# muay thai good for multiple opponents?



## Hamza

Can muay thai be used for multiple people?  Please give a detailed answer with reasons. Say for example 10 people and your a master in muay thai but the 10 people are just street guys with not much fighting experience


----------



## K-man

I would suggest that Muay Thai would be as effective as any high level martial art, but once you introduce multiple attackers the dynamics change. To expect any martial art to deliver you from ten committed attackers is a huge ask. Even taking on ten attackers sequentially would be difficult and a situation where you are being attacked by several attackers simultaneously becomes nightmare material. :asian:


----------



## Hamza

Hahahaha it would be a nightmare for sure  I read this article in which a guy beat up 20 people and the story ain't fake


----------



## Cyriacus

The 10 guys wont fight you. Theyll just beat you down. I can provide you with videos of groups of 3-5, sometimes more sometimes less people just going in with their 'untrained' ways and the recipient not standing a snowballs chance in hell. Of course it can be done, but that has less to do with martial training and more to do with either retreat, or the 'attackers' sucking at the whole attacking thing. A year ago there was this popular video of some asian guy being gang bashed in an alley, who could still walk and talk at the end of it. I didnt even see any blood drawn. In that kinda situation, there could have been triple the attackers and it still wouldnt have been too hard for a trained or untrained person who was willing to fight their way out of it. So why do you figure they picked someone they knew wouldnt.


----------



## Hamza

I think if you were jumped up by some guys you might fight better with a martial art than no martial art. I read this article of a guy fighting with 20 people and beating them up and this story ain't fake


----------



## Cyriacus

Hamza said:


> I think if you were jumped up by some guys you might fight better with a martial art than no martial art. I read this article of a guy fighting with 20 people and beating them up and this story ain't fake


Not necessarily - Training for a one on one mutual fight with footwork, timing, distance, gear, lack of aggression, without weapons, and all the other things that make up most Martial Arts including Muay Thai, is not terrifically helpful against a group.


----------



## Mauthos

IP man challenged 10 men at once, destroyed them all, it's on film so it must be true


----------



## Hamza

Good point Cyriacus so I guess it depends on the guys training after learning the martial art. He should increase speed, power, better foot work and more energy so he doesn't tire out. With all these he might just make it


----------



## Hamza

Lol wish I could do that  but the fact its a movie means it was mostly fake


----------



## Cyriacus

Hamza said:


> Good point Cyriacus so I guess it depends on the guys training after learning the martial art. He should increase speed, power, better foot work and more energy so he doesn't tire out. With all these he might just make it



Not exactly. Go punch the air hard and fast - You can do it for ages, right? It aint hitting that tires you out, its adrenalin, being hit, not being able to breathe as much as you should, and how suprisingly exhausting to your arms it is to hit another person as hard as you can. Speed, power, hes already got that. Everyone does if they let themselves use it.

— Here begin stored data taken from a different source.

Issue #3218, opened 2023-01-19
Expose skipLayoutOnLoad() in toolkit


wergo:
With PR #2932, @DavidBauer1984 introduced a nice flag to skip time-intensive layout processing when merely requesting MIDI or timemap through the commend line. 

It seems that this feature cannot be accessed from the toolkit. Am I missing something here? 

It would be great to expose it to the toolkit too.

rettinghaus:
It's available in the Python toolkit, but nowhere documented. Perhaps we should also move it out from the _nodoc_ group?

DavidBauer1984:
When using Verovio as command-line program we don't need an extra option. We already have full information and know when to skip the layout (i.e. depending on the output format).

When using it as toolkit, we need some extra information. When calling `Load` after construction of the toolkit, the toolkit doesn't know what the user intends to do with it, i.e. if layout is required for later commands such as rendering. So in my view there are two alternatives:

1. We create an option. Then it would be neat, if the value was calculated from the output format on the command line program while it should be switched off per default on the toolkit. This feels a bit awkward compared to other options.

2. Make it available via toolkit API.

I refrained from making the functionality available in the toolkit, since skipping the layout can lead to problems, if not used properly. It should be activated only, if the toolkit is not used for any rendering purposes. If the user loads the MEI without layout and then calls `Render`, this probably leads to a crash. We can leave this hazard to the user or must improve error handling.

wergo:
> It's available in the Python toolkit, but nowhere documented. Perhaps we should also move it out from the _nodoc_ group?

@rettinghaus Where do I see that this method exposed for the Python toolkit? I cannot find it in `/bindings/python/verovio.i`.

wergo:
@DavidBauer1984 Thanks a lot for your reply. 

Independently whether it is an option or exposed as part of the API, if data is loaded to the toolkit with the rendering-skipped option and renderToSvg() methods are called afterwards, the toolkit should go and rerender the layout then. What do you think?

rettinghaus:
@wergo swig provides all public methods in the toolkit. In `verovio.i` we simply redefine a set of methods to be more Pythonic.

wergo:
@rettinghaus Ah, I see. Thanks a lot.

DavidBauer1984:
> Independently whether it is an option or exposed as part of the API, if data is loaded to the toolkit with the rendering-skipped option and the `renderToSvg()` method is called afterwards, the toolkit should go and re-render the layout then.

[...]

PR #3228, opened 2023-01-26
Add skipLayoutOnLoad to js toolkit

rettinghaus:
This PR is an attempt to add `skipLayoutOnLoad` to the JavaScript toolkit and to the Doxygen documentation.


lpugin:
As I said it, having this very specific function exposed to the toolkit is over the top. As I commented, we simply need to improve the documentation and explain that setting `breaks` to `none` is the most efficient way to retrieve the timemap.

rettinghaus:
ok, so you also don't want to hav it in the documentation?

lpugin:
Yes, I do, in the `renderToTimemap` method (see https://github.com/rism-digital/verovio/issues/3218#issuecomment-1404723764). I will add it.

To be clear, lets try this a different way. If you and ten of your mates are going to grab some stuff and go beat someone, do you give a damn about their silly Muay Thai? Intellectually you already know this. 

It sounds like youre looking at this as far as getting someone able to increase their chances of surviving something. Heres the best way to survive a 'fight': De-escalate, Escape, Evade. If you really just wanna go in all macho nonsense (not you specifically), then just do it. Youll end up flailing, so why waste money on sports training first.


----------



## Hamza

Cyriacus said:


> Not exactly. Go punch the air hard and fast - You can do it for ages, right? It aint hitting that tires you out, its adrenalin, being hit, not being able to breathe as much as you should, and how suprisingly exhausting to your arms it is to hit another person as hard as you can. Speed, power, hes already got that. Everyone does if they let themselves use it.
> 
> To be clear, lets try this a different way. If you and ten of your mates are going to grab some stuff and go beat someone, do you give a damn about their silly Muay Thai? Intellectually you already know this.
> 
> It sounds like youre looking at this as far as getting someone able to increase their chances of surviving something. Heres the best way to survive a 'fight': De-escalate, Escape, Evade. If you really just wanna go in all macho nonsense (not you specifically), then just do it. Youll end up flailing, so why waste money on sports training first.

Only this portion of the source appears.